Now pyppdf is working as expected and I can launch the pyppeteer version of Chrome just like the normal browser. One more thing, when I first tried to use pyppdf I did not get the same errors as you, so I hope this solution works for you.

Thank you both for helping me out! My issue has just gotten more interesting.

I started off by removing the chromium config and it did resolve the chromium-profile mismatch errors! Thanks, @oprizal!

However, I still couldn’t get pyppdf working… I tried to force-update the pyppdf chromium version by using @stiky’s method. It didn’t help so I decided to test it out on a cleaner environment and… I caused a kernel panic error :smiley:

Steps to reproduce:

  1. Create a new Fedora user.
  2. Install pyppdf, test-run. The issue persists - the code’s stuck right after pyppdf finishes downloading chromium.
  3. Download a newer chromium version and try to run it in the terminal.
  4. The downloaded chromium won’t start at all because of some missing dependencies.
  5. Run sudo dnf update and sudo dnf upgrade (If I recall correctly).
  6. Some regex version mismatch errors show-up in the terminal (rel? Regex version mismatch, expected: 10.39 Fedora 35) and the system freezes.
  7. Power-cycle the machine to find the following error: Kernel panic - not syncing: Attempted to kill init! exitcode=0x00007f00
    Note: I tried to boot from different kernel versions but it didn’t help.

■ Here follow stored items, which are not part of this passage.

Issue #175, opened 2026-06-12
Fix bare-metal link of benchmark examples to yaml-cpp


chloecrozier:
Clean CMake build on DGX Spark fails linking example binaries: `cannot find -lyaml-cpp`. Core libs build; benches do not.

Expected: `cmake --build build -j` builds all example benches with no extra flags.

Steps: `rm -rf build && cmake -S . -B build ... && cmake --build build -j` with system yaml-cpp (miniforge).

Fix: Wire yaml-cpp target in `examples/CMakeLists.txt` or document linker flags in getting-started.

Issue #174, opened 2026-06-12
RDMA client CQ errors on cross-host smoke run


chloecrozier:
Spark-to-Spark RDMA RoCE cross-host smoke (30s) logs client `CQ error` and `RETRY_EXC_ERR`. Traffic still flows (~76 Gbps); 120s soak is clean (~99 Gbps).

Expected: No CQ errors on a successful cross-host RDMA bench.

Steps: `daqiri_bench_rdma` + `daqiri_bench_rdma_tx_rx_spark_xhost.yaml`, server on RX, client on TX, `--seconds 30`. See `logs/D1-tx-v4.log`.

Fix: Check client CQ handling after connection setup on cross-host xhost.

Issue #173, opened 2026-06-12
Document routes and ARP for Spark-to-Spark RDMA


chloecrozier:
Two DGX Sparks running `daqiri_bench_rdma_tx_rx_spark_xhost.yaml` do not connect with only the bench IPs (`1.1.1.1` on TX, `2.2.2.2` on RX) on p0.

Expected: RDMA RoCE cross-host works after documented nmcli setup alone.

Steps: Run RDMA RoCE cross-host smoke per `bugs-spark-to-spark.md`; ping across bench IPs fails until `ip route` and `ip neigh` on both hosts. Soak then hits ~99 Gbps.

Fix: Add route and ARP steps to cross-host section in `docs/benchmarks/raw_benchmarking.md`.

PR #180, opened 2026-06-15
#173 #174 #175 - fix Spark cross-host RDMA bench setup and build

Fortunately, I have my macOS on another physical drive so my laptop is still functional :slight_smile: However, I’m not ready to give up on Fedora and I’d appreciate your help! Is there any hope restore my system?

I see that there is a solution already in the post you linked. Have you tried that? I cannot help you with the kernal panic but if it’s relevant just try the solution in the other post. Last time I did something similar to my OS I wiped everything. Since then I keep my /home folder on a separate drive.

As for your original issue, if you manage to recover your system, try to test in a clean environment. I believe my solution should work for you because I tried it on Fedora 35. Worst case scenario try with Fedora 34.

Since look like you won’t able to boot to Fedora, may be you can run the solution from the link (sudo semodule -B) with chroot.

Hi again!

@stiky, I tried your chromium workaround and it worked perfectly on a clean F35 installation (VM). Thanks!

@oprizal, thank you for linking the article about the chroot command. I have successfully chrooted into my broken Fedora 35 instance but running the suggested command didn’t help.

I couldn’t really run anything because I constantly got the following error:

error while loading shared libraries: /lib64/libpcre2-8.so.0: cannot read file data

It looks like I removed some critical lib while trying to resolve my original chromium issue.

Anyways, I think that I’ll reinstall the system because recovering my old one could be more time consuming. Also, I couldn’t determine what was causing the pyppdf error there.

I’ll try to be more careful in the future :slight_smile:

EDIT: Would you recommend any backup solutions? I can see that Timeshift does not like F35 much…

I use timeshift, the other alternative usually I use snapper but it’s confusing.

Yes, timeshift from official repos not work with F35. I created copr repos here to work with F35. TimeShift always save when I messed up somethings. :smiley:

If you’re using Timeshift and want to use btrfs snapshot, it need to rename the btrfs subvolume of your root to @ and subvolume home to @home. Edit fstab and update the grub. Also need to update the boot parameter with sudo grubby to pointing new subvolume name.